Over 2,300 people have been killed in the U.S. in accidents in cars, boats, trains and planes that could have been prevented, the students found.
Written by Deborah Gage, Contributor

A team of about a dozen student journalists who spent 10 weeks this summer investigating large parts of America's transportation system -- marine, rail, aviation and auto -- uncovered more than 2,300 deaths that might have been prevented if recommendations by the National Transportation Safety Board had been implemented on time.

The students called out several government agencies for delaying the NTSB's recommendations, including the Federal Aviation Administration, the Federal Railroad Administration, the National Highway Transportation Safety Commission and more.

Sometimes the safety recommendations were opposed by industry, which viewed them as impractical or impossible and dragged them out, and sometimes they were expensive.
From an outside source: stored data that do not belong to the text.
PR #588, opened 2020-11-04
PA-106, 1203

jdtoombs:
Edit/Add/View Agencies 

Also quick bug fix for the view inventory page. Working on the other issues, but want to get this in for testing as it is functional.

Known issues:

- Need to change the way I assign parents to the corresponding agencies

- add typeahead component instead of custom autocomplete after grouping work completed

### DIFF
--- a/backend/dal/Services/Admin/Concrete/AgencyService.cs
+++ b/backend/dal/Services/Admin/Concrete/AgencyService.cs
@@ -5,6 +5,9 @@ using Pims.Dal.Entities;
 using System.Collections.Generic;
 using System.Linq;
 using System.Security.Claims;
+using Pims.Dal.Entities.Models;
+using Pims.Dal.Helpers.Extensions;
+using Pims.Dal.Security;
 
 namespace Pims.Dal.Services.Admin
 {
@@ -28,6 +31,52 @@ namespace Pims.Dal.Services.Admin
         #endregion
 
         #region Methods
+        
+        /// <summary>
+        /// Get a page of agencies from the datasource.
+        /// </summary>
+        /// <param name="page"></param>
+        /// <param name="quantity"></param>
+        /// <returns></returns>
+        public Paged<Agency> Get(int page, int quantity)
+        {
+            return Get(new AgencyFilter(page, quantity));
+        }
+
+        /// <summary>
+        /// Get a page of agencies from the datasource.
+        /// The filter will allow queries to search for the following property values; Name, Description, ParentId.
+        /// </summary>
+        /// <param name="filter"></param>
+        /// <returns></returns>
+        public Paged<Agency> Get(AgencyFilter filter = null)
+        {
+            this.User.ThrowIfNotAuthorized(Permissions.SystemAdmin);
+
+            var query = this.Context.Agencies.AsNoTracking();
+
+            if (filter != null)
+            {
+                if (filter.Page < 1) filter.Page = 1;
+                if (filter.Quantity < 1) filter.Quantity = 1;
+                if (filter.Quantity > 50) filter.Quantity = 50;
+                if (filter.Sort == null) filter.Sort = new string[] { };
+
+                if (!string.IsNullOrWhiteSpace(filter.Name))
+                    query = query.Where(a => EF.Functions.Like(a.Name, $"%{filter.Name}%"));
+                if (filter.IsDisabled != null)
+                    query = query.Where(a => a.IsDisabled == filter.IsDisabled);
+                if (filter.Id > 0)
+                    query = query.Where(a => a.Id == filter.Id);
+
+                if (filter.Sort.Any())
+                    query = query.OrderByProperty(filter.Sort);
+            }
+            var agencies = query.Skip((filter.Page - 1) * filter.Quantity).Take(filter.Quantity);
+            return new Paged<Agency>(agencies.ToArray(), filter.Page, filter.Quantity, query.Count());
+        }
+
+
         /// <summary>
         /// Get a page of agencies from the datasource.
         /// </summary>
--- a/backend/entities/Models/AgencyFilter.cs
+++ b/backend/entities/Models/AgencyFilter.cs
@@ -1,0 +1,112 @@
+using Pims.Core.Extensions;
+using System;
+using System.Collections.Generic;
+
+namespace Pims.Dal.Entities.Models
+{
+    /// <summary>
+    /// AgencyFilter class, provides a model for filtering agencies.
+    /// </summary>
+    public class AgencyFilter
+    {
+        #region Properties
+        /// <summary>
+        /// get/set - The page number.
+        /// </summary>
+        /// <value></value>
+        public int Page { get; set; } = 1;
+
+        /// <summary>
+        /// get/set - The quantity to return in each page.
+        /// </summary>
+        /// <value></value>
+        public int Quantity { get; set; } = 10;
+
+        /// <summary>
+        /// get/set - The name of the agency.
+        /// </summary>
+        /// <value></value>
+        public string Name { get; set; }
+
+        /// <summary>
+        /// get/set - The parent id of given agency.
+        /// </summary>
+        /// <value></value>
+        public int ParentId { get; set; }
+
+        /// <summary>
+        /// get/set - account status
+        /// </summary>
+        /// <value></value>
+        public bool? IsDisabled { get; set; }
+
+        /// <summary>
+        /// get/set - The agency ID
+        /// </summary>
+        /// <value></value>
+        public int? Id { get; set; }
+
+        /// <summary>
+        /// get/set - An array of sorting conditions (i.e. FirstName desc, LastName asc)
+        /// </summary>
+        /// <value></value>
+        public string[] Sort { get; set; }
+        #endregion
+
+        #region Constructors
+        /// <summary>
+        /// Creates a new instance of a AgencyFilter class.
+        /// </summary>
+        public AgencyFilter() { }
+
+        /// <summary>
+        /// Creates a new instance of a AgencyFilter class, initializes it with the specified arguments.
+        /// </summary>
+        /// <param name="page"></param>
+        /// <param name="quantity"></param>
+        public AgencyFilter(int page, int quantity)
+        {
+            this.Page = page;
+            this.Quantity = quantity;
+        }
+
+        /// <summary>
+        /// Creates a new instance of a AgencyFilter class, initializes it with the specified arguments.
+        /// </summary>
+        /// <param name="page"></param>
+        /// <param name="quantity"></param>
+        /// <param name="name"></param>
+        /// <param name="description"></param>
+        /// <param name="parentId"></param>
+        /// <param name="isDisabled"></param>
+        /// <param name="sort"></param>
+        /// <returns></returns>
+        public AgencyFilter(int page, int quantity, int id, String name, string description, int parentId, bool? isDisabled, string[] sort) : this(page, quantity)
+        {
+            this.Name = name;
+            this.ParentId = parentId;
+            this.IsDisabled = isDisabled;
+            this.Sort = sort;
+            this.Id = id;
+        }
+
+        /// <summary>
+        /// Creates a new instance of a AgencyFilter class, initializes it with the specified arguments.
+        /// Extracts the properties from the query string to generate the filter.
+        /// </summary>
+        /// <param name="query"></param>
+        public AgencyFilter(Dictionary<string, Microsoft.Extensions.Primitives.StringValues> query)
+        {
+            // We want case-insensitive query parameter properties.
+            var filter = new Dictionary<string, Microsoft.Extensions.Primitives.StringValues>(query, StringComparer.OrdinalIgnoreCase);
+            this.Page = filter.GetIntValue(nameof(this.Page), 1);
+            this.Quantity = filter.GetIntValue(nameof(this.Quantity), 10);
+            this.Name = filter.GetStringValue(nameof(this.Name));
+            this.ParentId = filter.GetIntValue(nameof(this.ParentId));
+            this.IsDisabled = filter.GetValue<bool?>(nameof(this.IsDisabled));
+            this.Id = filter.GetIntValue(nameof(this.Id));
+            this.Sort = filter.GetStringArrayValue(nameof(this.Sort));
+        }
+        #endregion
+    }
+}
--- a/frontend/src/actionCreators/agencyActionCreator.ts
+++ b/frontend/src/actionCreators/agencyActionCreator.ts
@@ -1,0 +1,97 @@
+import { showLoading, hideLoading } from 'react-redux-loading-bar';
+import { request, success, error } from 'actions/genericActions';
+import * as actionTypes from 'constants/actionTypes';
+import * as adminActions from 'actions/adminActions';
+import * as API from 'constants/API';
+import { ENVIRONMENT } from 'constants/environment';
+import CustomAxios, { LifecycleToasts } from 'customAxios';
+import { AxiosResponse, AxiosError } from 'axios';
+import { IAddAgency, IAgency, IAgencyDetail } from 'interfaces';
+import { handleAxiosResponse } from 'utils';
+import * as pimsToasts from 'constants/toasts';
+
+export const getAgenciesAction = (params: API.IPaginateParams) => (dispatch: Function) => {
+  dispatch(request(actionTypes.GET_AGENCIES));
+  dispatch(showLoading());
+  return CustomAxios()
+    .post(ENVIRONMENT.apiUrl + API.POST_AGENCIES(), params)
+    .then((response: AxiosResponse) => {
+      dispatch(success(actionTypes.GET_AGENCIES, response.status));
+      dispatch(adminActions.storeAgencies(response.data));
+      dispatch(hideLoading());
+    })
+    .catch((axiosError: AxiosError) =>
+      dispatch(error(actionTypes.GET_AGENCIES, axiosError?.response?.status, axiosError)),
+    )
+    .finally(() => dispatch(hideLoading()));
+};
+
+export const fetchAgencyDetail = (id: API.IAgencyDetailParams) => (dispatch: Function) => {
+  dispatch(request(actionTypes.GET_AGENCY_DETAILS));
+  dispatch(showLoading());
+  return CustomAxios()
+    .get(ENVIRONMENT.apiUrl + API.AGENCY_DETAIL(id))
+    .then((response: AxiosResponse) => {
+      dispatch(success(actionTypes.GET_AGENCY_DETAILS));
+      dispatch(adminActions.storeAgencyDetails(response.data));
+      dispatch(hideLoading());
+    })
+    .catch(() => dispatch(error(actionTypes.GET_AGENCY_DETAILS)))
+    .finally(() => dispatch(hideLoading()));
+};
+
+const agencyToasts: LifecycleToasts = {
+  loadingToast: pimsToasts.agency.AGENCY_UPDATING,
+  successToast: pimsToasts.agency.AGENCY_UPDATED,
+  errorToast: pimsToasts.agency.AGENCY_ERROR,
+};
+
+export const getUpdateAgencyAction = (
+  id: API.IAgencyDetailParams,
+  updatedAgency: IAgencyDetail,
+) => (dispatch: Function) => {
+  const axiosPromise = CustomAxios({ lifecycleToasts: agencyToasts })
+    .put(ENVIRONMENT.apiUrl + API.AGENCY_DETAIL(id), updatedAgency)
+    .then((response: AxiosResponse) => {
+      dispatch(adminActions.updateAgency(response.data));
+      return Promise.resolve(response);
+    });
+  return handleAxiosResponse(
+    dispatch,
+    actionTypes.PUT_AGENCY_DETAILS,
+    axiosPromise,
+  ).catch(() => {});
+};
+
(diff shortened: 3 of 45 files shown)


backend/entities/Models/AgencyFilter.cs
```diff
@@ -0,0 +1,120 @@
+using Pims.Core.Extensions;
+using System;
+using System.Collections.Generic;
+
+namespace Pims.Dal.Entities.Models
+{
+    /// <summary>
+    /// AgencyFilter class, provides a model for filtering agencies.
```
jdtoombs, line 8: Not all these fields are used, should I just remove them? Thought they would be good to  have in case we want further filtering in the future.

frontend/src/features/admin/agencies/ManageAgencies.tsx
```diff
@@ -0,0 +1,112 @@
...
+import { generateSortCriteria } from 'utils';
+import { AgencyFilterBar } from './AgencyFilterBar';
+import useCodeLookups from 'hooks/useLookupCodes';
+import { useHistory } from 'react-router-dom';
+
+const ManageAgencies: React.FC<any> = ({ filterable, title, mode }) => {
+  const columns = useMemo(() => columnDefinitions, []);
+  const dispatch = useDispatch();
+  const [filter, setFilter] = useState<IAgencyFilter>({});
+  const lookupCodes = useCodeLookups();
```
jdtoombs, line 24: This kind of defeats the purpose of the server side paging... but I was not sure how to get the string `label `for the parent without it as I can't match up the `parentId `with the `id `without it. I cannot compare it against the paged agencies as they do not contain all the potential parents, should I work on implementing something on the backend? Or is this ok.

backend/entities/Models/AgencyFilter.cs
Fosol: I don't think we should filter by anything we won't put an index on `Description`.  You also won't ever filter on `Id`.

frontend/src/components/common/form/PlusButton.tsx
```diff
@@ -0,0 +1,18 @@
+import React from 'react';
```
Fosol, line 1: I suspect we'll want to reorganize where we keep buttons.  Maybe they belong in a `/components/common/button` folder

frontend/src/constants/actionTypes.ts
```diff
@@ -21,6 +21,21 @@ export const DELETE_PARCEL = 'DELETE_PARCEL';
 export const STORE_LOOKUP_CODE_RESULTS = 'STORE_LOOKUP_CODE_RESULTS';
```
Fosol, line 21: I really hate these files lol.  Just pointless boiler-plate that don't do anything for us.  It's why I'm leaning heavily into the new redux toolkit.

frontend/src/features/admin/agencies/AgencyFilterBar.tsx
```diff
@@ -0,0 +1,46 @@
...
+      initialValues={value}
+      onChange={onChange}
+      searchClassName="bg-primary"
+      plusButton={true}
+      filterBarHeading="Agencies"
+      handleAdd={handleAdd}
+    >
+      <Col className="d-item">
+        {/* TODO: Swap out with new auto complete after switchover */}
+        <AutoCompleteText
```
Fosol, line 36: Doesn't Goeme have the new autocomplete implemented already?

frontend/src/features/admin/agencies/EditAgencyPage.tsx
```diff
@@ -0,0 +1,215 @@
...
+import { clear } from 'actions/genericActions';
+import * as actionTypes from 'constants/actionTypes';
+import GenericModal from 'components/common/GenericModal';
+
+interface IEditAgencyPageProps {
+  id: number;
+  match?: any;
+}
+
+const EditAgencyPage = (props: IEditAgencyPageProps) => {
```
Fosol, line 31: Would love to see more jsdoc in our frontend.  We don't document things well here.

frontend/src/features/admin/agencies/ManageAgencies.tsx
Fosol: You could do this a few different ways.  You could update the models when fetching agencies to include some minor details about their parent, or vise-versa.  The way you are doing will only work until they add or rename an agency, as the lookup will become invalid.

Fosol: Which highlights an issue that will appear to be a bug for some once someone does add/edit/delete an agency.

frontend/src/router.tsx
```diff
@@ -149,6 +151,30 @@ const AppRouter: React.FC = () => {
...
+        protected
+        path="/admin/agencies"
+        component={ManageAgencies}
+        layout={AuthLayout}
+        claim={Claims.ADMIN_USERS}
+        title={getTitle('Agency Management')}
+      />
+      <AppRoute
+        protected
+        path="/admin/agency/:id"
```
Fosol, line 164: I like that you kept nice SEO URL paths.  However you may want to use the same path conventions we use in the API.  I don't have a preference though.

Fosol (approved):

frontend/src/features/admin/agencies/EditAgencyPage.tsx
jdtoombs: Will add some more!

frontend/src/features/admin/agencies/AgencyFilterBar.tsx
jdtoombs: Yup, I just wanted to get this up for review as I've been keeping it to myself recently... swapping it out before merge. Just want to get my grouping working first

frontend/src/features/admin/agencies/ManageAgencies.tsx
jdtoombs: Gotchya, thank you!

backend/dal/Services/Admin/Concrete/AgencyService.cs
```diff
@@ -28,6 +31,54 @@ public class AgencyService : BaseService<Agency>, IAgencyService
...
+
+        /// <summary>
+        /// Get a page of agencies from the datasource.
+        /// The filter will allow queries to search for the following property values; Name, Description, ParentId.
+        /// </summary>
+        /// <param name="filter"></param>
+        /// <returns></returns>
+        public Paged<Agency> Get(AgencyFilter filter = null)
+        {
+            this.User.ThrowIfNotAuthorized(Permissions.SystemAdmin);
```
devinleighsmith, line 54: I think this makes sense for now, because this list is only used on the agency form.

frontend/src/actionCreators/agencyActionCreator.ts
```diff
@@ -0,0 +1,90 @@
...
+    actionTypes.PUT_AGENCY_DETAILS,
+    axiosPromise,
+  ).catch(() => {});
+};
+
+export const createAgency = (agency: IAddAgency) => async (dispatch: Function) => {
+  dispatch(request(actionTypes.ADD_AGENCY));
+  dispatch(showLoading());
+  try {
+    const { data, status } = await CustomAxios().post(
```
devinleighsmith, line 63: add some lifecycle toasts to your CustomAxios instance to give feedback to user driven actions (so for creates/updates/deletes, not for gets)

frontend/src/components/common/form/PlusButton.tsx
devinleighsmith: If this component is going in the top level components/common/form area it should try and be generic. This component is quite specific to the add agency page, so in its current form it should be located under something like /features/adminAgencies/components.

If you want to leave this here, strip out all the feature specific text/logic and make them settable via params (in this case just the tooltip)

frontend/src/features/admin/agencies/AgencyFilterBar.tsx
```diff
@@ -0,0 +1,46 @@
...
+  handleAdd: (value: any) => void;
+}
+
+export const AgencyFilterBar: React.FC<IProps> = ({ value, onChange, handleAdd }) => {
+  const mapLookupCode = (code: ILookupCode): SelectOption => ({
+    label: code.name,
+    value: code.id.toString(),
+  });
+
+  const lookupCodes = useCodeLookups();
```
devinleighsmith, line 21: Looks like you might be able to use getOptionsByType here instead.

frontend/src/features/admin/agencies/EditAgencyPage.tsx
```diff
@@ -0,0 +1,215 @@
...
+    selected: !!agency.parentId,
+  });
+  //
+  const selectAgencies = agencies.map(c => mapLookupCode(c));
+
+  const checkAgencies = (
+    <Select
+      label="Parent Agency"
+      field="parentId"
+      data-testid="agency"
```
devinleighsmith, line 61: I think I've fixed the selects so that *byLabel works properly now, so data-testid may not be required.

frontend/src/features/admin/agencies/EditAgencyPage.tsx
```diff
@@ -0,0 +1,215 @@
...
+      options={selectAgencies}
+      placeholder={agency?.parentId ? undefined : 'Please select if applicable'}
+    />
+  );
+
+  const goBack = () => {
+    history.push('/admin/agencies');
+  };
+
+  const initialValues: IAgencyDetail = {
```
devinleighsmith, line 71: I recommend doing something like this:
initialValues = {...newValues, ...agency}
Reason is that formik will complain if any of your inputs aren't set to '', so unless you are explicitly guaranteeing this at some point after getting the agency from the api you may run into issues.

also, it looks like you should just be able to use ...agency in general rather then explicitly setting all the fields like this.

frontend/src/features/admin/agencies/EditAgencyPage.tsx
```diff
@@ -0,0 +1,215 @@
...
+                dispatch(clear(actionTypes.ADD_PARCEL));
+                history.replace(`/admin/agency/${data.id}`);
+              }
+              setSubmitting(false);
+            }}
+          >
+            {props => (
+              <Form className="agencyInfo">
+                <Label>Agency</Label>
+                <Input data-testid="agency" field="name" value={props.values.name} type="text" />
```
devinleighsmith, line 144: Could use the label prop here instead potentially.
If not (possibly due to styling issues) would prefer you use label for instead of data-testid

frontend/src/features/admin/agencies/EditAgencyPage.tsx
```diff
@@ -0,0 +1,215 @@
...
+                      isDisabled: values.isDisabled,
+                      sendEmail: values.sendEmail,
+                      parentId: Number(values.parentId),
+                      description: values.description,
+                      rowVersion: values.rowVersion,
+                    },
+                  ),
+                );
+              } else {
+                const data = await createAgency({
```
devinleighsmith, line 126: consider if you need a try/catch here to handle a promise rejection.

frontend/src/features/admin/agencies/EditAgencyPage.tsx
```diff
@@ -0,0 +1,215 @@
...
+        </Navbar.Brand>
+      </Navbar>
+      <Container fluid={true}>
+        <Row className="agency-edit-form-container">
+          <Formik
+            enableReinitialize
+            initialValues={newAgency ? newValues : initialValues}
+            onSubmit={async (values, { setSubmitting }) => {
+              if (!newAgency) {
+                dispatch(
```
devinleighsmith, line 109: you may need a .error here to deal with promise rejection.

frontend/src/features/admin/agencies/EditAgencyPage.tsx
```diff
@@ -0,0 +1,215 @@
...
+                const data = await createAgency({
+                  name: values.name,
+                  code: values.code,
+                  email: values.email,
+                  isDisabled: values.isDisabled,
+                  sendEmail: values.sendEmail,
+                  parentId: Number(values.parentId),
+                  description: values.description,
+                })(dispatch);
+                dispatch(clear(actionTypes.ADD_PARCEL));
```
devinleighsmith, line 135: is this necessary?

frontend/src/features/admin/agencies/EditAgencyPage.tsx
```diff
@@ -0,0 +1,215 @@
...
+                <Input data-testid="shortName" field="code" value={props.values.code} type="text" />
+                {checkAgencies}
+                <Label>Description</Label>
+                <Input field="description" type="text" />
+                <Label>Agency e-mail address</Label>
+                <Input data-testid="email" field="email" type="text" />
+
+                <Form.Group className={'is-disabled'}>
+                  <Form.Label>
+                    Is Disabled?{' '}
```
devinleighsmith, line 155: Slight preference for getting rid of these spaces after the label text in favor of css for cross browser consistency.

frontend/src/features/admin/agencies/EditAgencyPage.tsx
```diff
@@ -0,0 +1,215 @@
...
+                </Form.Group>
+                <Form.Group className="send-email">
+                  <Form.Label>
+                    Send e-mail{' '}
+                    <TooltipIcon
+                      toolTipId="email-tooltip"
+                      toolTip={'Toggle to change send email and click save.'}
+                    />{' '}
+                  </Form.Label>
+                  <Field type="checkbox" name="sendEmail" />
```
devinleighsmith, line 171: There is a checkbox (or maybe check) component that you may be able to reuse here.

frontend/src/features/admin/agencies/EditAgencyPage.tsx
```diff
@@ -0,0 +1,215 @@
...
+                </Form.Group>
+
+                <div className="horizontal-line"></div>
+                <Row className="buttons">
+                  <ButtonToolbar className="cancelSave">
+                    <Button
+                      className="bg-danger mr-5"
+                      type="button"
+                      onClick={async () => setShowDelete(true)}
```
devinleighsmith, line 180: is this async necessary?

frontend/src/features/admin/agencies/EditAgencyPage.tsx
```diff
@@ -0,0 +1,215 @@
...
+                    Send e-mail{' '}
+                    <TooltipIcon
+                      toolTipId="email-tooltip"
+                      toolTip={'Toggle to change send email and click save.'}
+                    />{' '}
+                  </Form.Label>
+                  <Field type="checkbox" name="sendEmail" />
+                </Form.Group>
+
+                <div className="horizontal-line"></div>
```
devinleighsmith, line 174: instead of an hr?

frontend/src/features/admin/agencies/EditAgencyPage.tsx
```diff
@@ -0,0 +1,215 @@
...
+                <Row className="buttons">
+                  <ButtonToolbar className="cancelSave">
+                    <Button
+                      className="bg-danger mr-5"
+                      type="button"
+                      onClick={async () => setShowDelete(true)}
+                    >
+                      Delete Agency
+                    </Button>
+                    <Button className="mr-5" type="submit">
```
devinleighsmith, line 184: this may be silently throwing some warnings in your client. If it is you'll need to e.preventDefault on the html submit event and call formiks submit method manually.

frontend/src/features/admin/agencies/EditAgencyPage.tsx
```diff
@@ -0,0 +1,215 @@
...
+          </Formik>
+        </Row>
+      </Container>
+    </div>
+  );
+};
+
+export default EditAgencyPage;
+
+const DeleteModal = ({ showDelete, setShowDelete, history, dispatch, agency }: any) => (
```
devinleighsmith, line 200: Yes, this is nicer than just putting the modal in directly in the main component tsx

frontend/src/features/admin/agencies/ManageAgencies.scss
```diff
@@ -0,0 +1,37 @@
+$header-height: 72px;
```
devinleighsmith, line 1: Is there a reason you can't import these from _variables.css?

frontend/src/features/admin/agencies/ManageAgencies.scss
```diff
@@ -0,0 +1,37 @@
...
+  background-color: white;
+  display: flex;
+  flex-direction: column;
+  padding: 0;
+  .agency-toolbar {
+    padding: 0;
+    background-color: var(--light);
+    .search-bar {
+      .filterBarHeading {
+        margin-left: 20%;
```
devinleighsmith, line 16: % based margins can be troublesome for responsive designs, how does this page perform when it is resized?

frontend/src/features/admin/agencies/ManageAgencies.tsx
devinleighsmith: Not to throw a wrench into this, but do we need server side paging at all here? this seems like a relatively small (kb) dataset that shouldn't grow much over time.

frontend/src/features/admin/agencies/ManageAgencies.tsx
```diff
@@ -0,0 +1,112 @@
...
+          onChange={value => {
+            setFilter({ ...value });
+          }}
+          handleAdd={() => {
+            history.push('/admin/agency/new');
+          }}
+        />
+      </Container>
+      <div className="table-section">
+        <Table<any>
```
devinleighsmith, line 95: You can probably strongly type this now right?

devinleighsmith:
I think this work is a strong candidate to be placed into /features as it is self-contained functionality.

frontend/src/features/admin/agencies/ManageAgencies.tsx
jdtoombs: Yeah I talked about this with Jeremy briefly after I had realized it may be unnecessary.. we decided on it won't hurt anything but in the future for small data sets always do client side

frontend/src/components/common/form/PlusButton.tsx
jdtoombs: Sounds good!

frontend/src/actionCreators/agencyActionCreator.ts
jdtoombs: Oh right good call, I can use your user one's for reference.

frontend/src/features/admin/agencies/EditAgencyPage.tsx
jdtoombs: Wooo, good news! I'll clean them up

frontend/src/features/admin/agencies/EditAgencyPage.tsx
jdtoombs: Forgot to remove that.. woops

frontend/src/features/admin/agencies/EditAgencyPage.tsx
jdtoombs: Will do

frontend/src/features/admin/agencies/ManageAgencies.scss
jdtoombs: Terrible at the moment, all the styling is just a preliminary thing right now. Wanted to get the functionality code looked at then was going to clean this up afterwards.

frontend/src/features/admin/agencies/EditAgencyPage.tsx
jdtoombs: Learned this practice from you 😛

frontend/src/features/admin/agencies/EditAgencyPage.tsx
jdtoombs: Lol woops, that is a duh moment.

frontend/src/features/properties/list/PropertyListView.tsx
```diff
@@ -207,10 +207,7 @@ const PropertyListView: React.FC = () => {
   };
 
   const checkExpanded = (row: IProperty, property: IProperty) => {
```
jdtoombs, line 209: Not sure if I had rationale behind this or I was just having a long day....

frontend/src/components/SearchBar/FilterBar.scss
```diff
@@ -9,4 +8,11 @@
       margin: 0;
     }
   }
+  .vl {
```
goemen, line 11: What is `vl`?

jdtoombs: vertical line to separate the buttons of different functionality! based off of the UI

frontend/src/components/common/form/PlusButton.tsx
```diff
@@ -0,0 +1,25 @@
...
+  toolTipText: string;
+  /** set the id of the tool tip use for on hover of the plus buttons */
+  toolTipId: string;
+}
+
+/**
+ * PlusButton displaying a plus button, used to add new items.
+ * @param param0
+ */
+const PlusButton: React.FC<IPlusButtonProps> = ({ ...props }) => {
```
goemen, line 17: No need to use the spread function

frontend/src/components/common/form/SearchButton.tsx
```diff
@@ -10,7 +10,12 @@ import { Button, ButtonProps } from '.';
 const SearchButton: React.FC<ButtonProps> = ({ ...props }) => {
```
goemen, line 10: No need to use the spread functions

goemen (approved):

In some cases, the agencies waited so long that the recommendations became outdated, the students found.

Meanwhile, people died. Among the causes of death were ice that had built up on aircraft wings, runway problems, pilots who were overtired, and aircraft that weren't well maintained or repaired. The students said the NTSB had "essentially given up on 1,952 of its safety recommendations -- one of every six it has made since 1967."

In the last decade, according to students' data, the average time to implement NTSB recommendations has grown by two years -- from 3.4 years to 5.4 years. The Transportation Department is now trying to shorten the delays, a spokesman told the Washington Post, which has been running the students' stories.

You can get the full multimedia package, which includes 23 stories, here. The students were part of the Carnegie-Knight Journalism Initiative and worked with faculty at Arizona State University's School of Journalism. Help was also supplied by the Center for Public Integrity, a non-profit.